Work instruction.
Where a line of the entries holds the string "with", copy that line.

Stored data entries.
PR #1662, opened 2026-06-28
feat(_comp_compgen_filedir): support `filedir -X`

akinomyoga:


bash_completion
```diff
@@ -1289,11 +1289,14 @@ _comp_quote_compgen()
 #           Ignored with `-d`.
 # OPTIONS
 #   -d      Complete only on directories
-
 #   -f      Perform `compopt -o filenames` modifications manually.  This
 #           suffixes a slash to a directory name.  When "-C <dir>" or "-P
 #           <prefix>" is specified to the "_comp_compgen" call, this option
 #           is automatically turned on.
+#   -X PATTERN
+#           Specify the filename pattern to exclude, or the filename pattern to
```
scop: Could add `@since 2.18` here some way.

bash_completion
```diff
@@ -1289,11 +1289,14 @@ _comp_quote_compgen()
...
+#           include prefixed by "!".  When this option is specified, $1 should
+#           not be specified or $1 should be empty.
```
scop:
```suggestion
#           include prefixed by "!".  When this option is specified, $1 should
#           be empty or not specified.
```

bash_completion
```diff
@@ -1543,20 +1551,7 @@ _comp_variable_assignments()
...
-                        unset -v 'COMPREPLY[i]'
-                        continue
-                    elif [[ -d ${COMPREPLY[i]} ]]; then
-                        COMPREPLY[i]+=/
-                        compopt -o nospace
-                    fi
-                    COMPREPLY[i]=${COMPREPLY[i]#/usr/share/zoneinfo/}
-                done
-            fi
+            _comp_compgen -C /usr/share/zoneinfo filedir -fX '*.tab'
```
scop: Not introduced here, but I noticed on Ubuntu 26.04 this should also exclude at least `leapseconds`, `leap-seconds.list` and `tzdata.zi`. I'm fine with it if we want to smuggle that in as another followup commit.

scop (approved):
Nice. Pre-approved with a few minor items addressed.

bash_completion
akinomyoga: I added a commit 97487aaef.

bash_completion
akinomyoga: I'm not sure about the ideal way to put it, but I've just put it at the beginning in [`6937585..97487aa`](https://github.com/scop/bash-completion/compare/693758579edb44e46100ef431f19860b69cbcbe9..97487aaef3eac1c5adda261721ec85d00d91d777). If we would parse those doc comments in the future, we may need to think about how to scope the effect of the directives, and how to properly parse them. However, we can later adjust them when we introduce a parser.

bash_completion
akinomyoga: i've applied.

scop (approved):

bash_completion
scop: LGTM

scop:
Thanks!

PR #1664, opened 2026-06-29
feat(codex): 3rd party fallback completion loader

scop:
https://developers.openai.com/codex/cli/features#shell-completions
...
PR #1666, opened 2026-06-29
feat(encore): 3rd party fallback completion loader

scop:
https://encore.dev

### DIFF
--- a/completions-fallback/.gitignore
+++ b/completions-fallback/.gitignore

Response box.
 #           Ignored with `-d`.
scop: Not introduced here, but I noticed on Ubuntu 26.04 this should also exclude at least `leapseconds`, `leap-seconds.list` and `tzdata.zi`. I'm fine with it if we want to smuggle that in as another followup commit.
Nice. Pre-approved with a few minor items addressed.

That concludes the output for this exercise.